# PROBLEM TO SOLVE:
The lines to return are those below that contain the word "arbitrary".

# GIVEN DATA:
PR #420, opened 2016-05-31
ENH: Add mayo clinic reader

adler-j:
Initial pull for mayo clinic data reading

### DIFF
--- a/odl/discr/partition.py
+++ b/odl/discr/partition.py
@@ -546,6 +546,81 @@ class RectPartition(object):
         newset = self.set[self.grid.inondeg]
         return RectPartition(newset, self.grid.squeeze())
 
+    def index_of(self, value, floating=False):
+        """Return the index of a value in the domain.
+        
+        Parameters
+        ----------
+        value : ``self.set`` element
+            The point to find the index of.
+        floating : bool
+            True if the index should also give the position inside the voxel.
+            This is given by returning the integer valued index of the voxel
+            plus the partial distance from the left to the right boundary.
+            
+        Returns
+        -------
+        index : float
+            Index of the value, as counted from the left.
+            
+        Examples
+        --------
+        Get the indices of start and end:
+        
+        >>> p = uniform_partition(0, 2, 5)
+        >>> p.index_of(0)
+        (0,)
+        >>> p.index_of(2)
+        (4,)
+        
+        Also supports points inside voxels, in that case returning the index
+        of the voxel:
+        
+        >>> p.index_of(0.2)
+        (0,)
+        
+        By using the ``floating`` argument, partial positions inside the voxels
+        can instead be determined:
+        
+        >>> p.index_of(0.2, floating=True)
+        (0.5,)
+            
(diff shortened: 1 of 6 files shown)


odl/tomo/data/__init__.py
```diff
@@ -0,0 +1,27 @@
...
+# ODL is distributed in the hope that it will be useful,
+# but WITHOUT ANY WARRANTY; without even the implied warranty of
+# MERCHANTABILITY or FITNESS FOR A PARTICULAR PURPOSE.  See the
+# GNU General Public License for more details.
+#
+# You should have received a copy of the GNU General Public License
+# along with ODL.  If not, see <http://www.gnu.org/licenses/>.
+
+
+"""Helpers for reading in standardized projection data formats."""
```
kohr-h: ~~projection~~ could also be other stuff

adler-j:
Before I move much further with this implementation I could use a review on the design used. Basically goes like this when working with MAYO data:

* User creates a `recon_space` as usual.
* User calls `mayo_projector_from_folder` (subject to rename) with `recon_space`, folder name and optionally some description on what subset of the data to use (currently start:end, possibly an arbitrary index later on). This returns a tuple `(projector, projection_data)` given by the data.
* User works with the data and projector as usual.

A possible change would be to make step 2 return `(geometry, projection_data)`, which would likely make much more sense. The problem with that is that then interpolating the data would be much harder.

kohr-h:
> User calls mayo_projector_from_folder (subject to rename) with recon_space, folder name and optionally some description on what subset of the data to use (currently start:end, possibly an arbitrary index later on).

Nothing wrong with that, I guess this is the way DICOM data is typically given.

> This returns a tuple (projector, projection_data) given by the data.

> A possible change would be to make step 2 return (geometry, projection_data), which would likely make much more sense. The problem with that is that then interpolating the data would be much harder.

Of course, returning geometry and data would be ideal since it's exactly the information contained in the data. Choosing the projection operator is the user's task, although there is not so much left to choose, basically just the implementation.

How about factoring out the operator creation and data interpolation part to a separate function? I guess that's where most of the future changes will happen. Possibly you need to pass on some parameters from the data sets.

Generally, I'd say go for whatever works best *right now*, we'll have to break API anyway at some point, hopefully at a low level nobody sees.

odl/discr/partition.py
```diff
@@ -546,6 +546,81 @@ def squeeze(self):
         newset = self.set[self.grid.inondeg]
         return RectPartition(newset, self.grid.squeeze())
 
+    def index_of(self, value, floating=False):
```
kohr-h: Call it just `index`, like python lists do.

adler-j:
Proposed action plan for this:

* Move it to `contrib`
* Get it merged without the curved detectors for now, fix that once astra gets it implemented.

kohr-h:
> Proposed action plan for this:
> 
>     Move it to contrib
>     Get it merged without the curved detectors for now, fix that once astra gets it implemented.

Agreed.

adler-j:
Closing in favor of #1321.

# REPLY:
* User calls `mayo_projector_from_folder` (subject to rename) with `recon_space`, folder name and optionally some description on what subset of the data to use (currently start:end, possibly an arbitrary index later on). This returns a tuple `(projector, projection_data)` given by the data.
> User calls mayo_projector_from_folder (subject to rename) with recon_space, folder name and optionally some description on what subset of the data to use (currently start:end, possibly an arbitrary index later on).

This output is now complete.